• [DATASET ENTRIES]
· · ·
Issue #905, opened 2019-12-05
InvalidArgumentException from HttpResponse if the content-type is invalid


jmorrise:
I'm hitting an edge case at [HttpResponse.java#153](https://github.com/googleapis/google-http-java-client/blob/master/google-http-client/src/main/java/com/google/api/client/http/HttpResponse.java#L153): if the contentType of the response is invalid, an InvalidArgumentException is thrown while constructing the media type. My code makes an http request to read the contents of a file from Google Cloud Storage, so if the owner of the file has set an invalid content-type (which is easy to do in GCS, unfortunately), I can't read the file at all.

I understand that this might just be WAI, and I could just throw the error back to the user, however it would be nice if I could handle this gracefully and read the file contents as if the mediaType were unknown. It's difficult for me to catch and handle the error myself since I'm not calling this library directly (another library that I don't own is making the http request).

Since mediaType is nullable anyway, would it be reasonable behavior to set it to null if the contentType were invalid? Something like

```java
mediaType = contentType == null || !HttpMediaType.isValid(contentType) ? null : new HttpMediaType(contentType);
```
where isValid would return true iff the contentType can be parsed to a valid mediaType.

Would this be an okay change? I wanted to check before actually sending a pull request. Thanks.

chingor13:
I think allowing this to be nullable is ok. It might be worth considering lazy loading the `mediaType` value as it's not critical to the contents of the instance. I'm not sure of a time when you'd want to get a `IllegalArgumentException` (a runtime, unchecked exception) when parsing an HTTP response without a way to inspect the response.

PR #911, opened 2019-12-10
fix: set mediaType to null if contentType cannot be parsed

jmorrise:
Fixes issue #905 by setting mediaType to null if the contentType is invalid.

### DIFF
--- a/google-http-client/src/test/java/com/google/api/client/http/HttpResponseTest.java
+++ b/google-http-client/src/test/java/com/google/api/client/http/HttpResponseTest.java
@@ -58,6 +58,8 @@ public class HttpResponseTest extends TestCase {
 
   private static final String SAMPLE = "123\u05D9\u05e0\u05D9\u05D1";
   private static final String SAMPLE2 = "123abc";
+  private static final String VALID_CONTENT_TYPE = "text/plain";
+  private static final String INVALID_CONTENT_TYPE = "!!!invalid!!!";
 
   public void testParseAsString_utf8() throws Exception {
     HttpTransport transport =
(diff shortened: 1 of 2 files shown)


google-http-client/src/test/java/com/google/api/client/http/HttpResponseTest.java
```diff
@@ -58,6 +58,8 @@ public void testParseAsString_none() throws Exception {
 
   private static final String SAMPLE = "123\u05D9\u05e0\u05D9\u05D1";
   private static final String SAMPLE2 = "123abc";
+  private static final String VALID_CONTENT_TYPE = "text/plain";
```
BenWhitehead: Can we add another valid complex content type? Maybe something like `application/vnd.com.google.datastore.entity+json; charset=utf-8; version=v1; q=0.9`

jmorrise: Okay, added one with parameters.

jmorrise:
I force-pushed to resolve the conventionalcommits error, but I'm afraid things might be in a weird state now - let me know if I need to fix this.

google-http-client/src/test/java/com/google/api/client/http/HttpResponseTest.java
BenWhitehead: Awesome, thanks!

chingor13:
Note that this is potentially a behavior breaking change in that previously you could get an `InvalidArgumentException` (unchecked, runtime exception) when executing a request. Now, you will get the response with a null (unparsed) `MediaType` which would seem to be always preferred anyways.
· · ·
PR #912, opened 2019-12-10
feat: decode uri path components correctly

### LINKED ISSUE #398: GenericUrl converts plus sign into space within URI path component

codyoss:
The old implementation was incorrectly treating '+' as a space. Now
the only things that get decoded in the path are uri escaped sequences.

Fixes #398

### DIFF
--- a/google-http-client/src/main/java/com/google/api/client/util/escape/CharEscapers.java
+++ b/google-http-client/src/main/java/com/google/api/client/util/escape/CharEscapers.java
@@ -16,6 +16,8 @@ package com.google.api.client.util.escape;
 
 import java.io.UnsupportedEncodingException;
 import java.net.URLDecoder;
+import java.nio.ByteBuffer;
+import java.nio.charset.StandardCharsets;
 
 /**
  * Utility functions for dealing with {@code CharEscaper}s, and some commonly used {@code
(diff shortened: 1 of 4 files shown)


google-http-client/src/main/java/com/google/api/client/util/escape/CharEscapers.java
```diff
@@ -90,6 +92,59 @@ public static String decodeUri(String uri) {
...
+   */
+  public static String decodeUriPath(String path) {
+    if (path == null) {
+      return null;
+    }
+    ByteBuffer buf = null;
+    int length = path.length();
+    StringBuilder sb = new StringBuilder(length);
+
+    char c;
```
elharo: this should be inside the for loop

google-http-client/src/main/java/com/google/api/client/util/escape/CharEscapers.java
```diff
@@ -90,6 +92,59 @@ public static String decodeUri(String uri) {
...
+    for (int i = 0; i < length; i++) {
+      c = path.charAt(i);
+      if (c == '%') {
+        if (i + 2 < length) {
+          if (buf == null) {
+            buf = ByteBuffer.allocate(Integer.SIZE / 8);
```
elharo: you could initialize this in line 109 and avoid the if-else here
· · ·
• [TASK GOAL] With "shortened" as the string to match, show every line of the entries above that has it.

• [YOUR RESPONSE]
(diff shortened: 1 of 2 files shown)
(diff shortened: 1 of 4 files shown)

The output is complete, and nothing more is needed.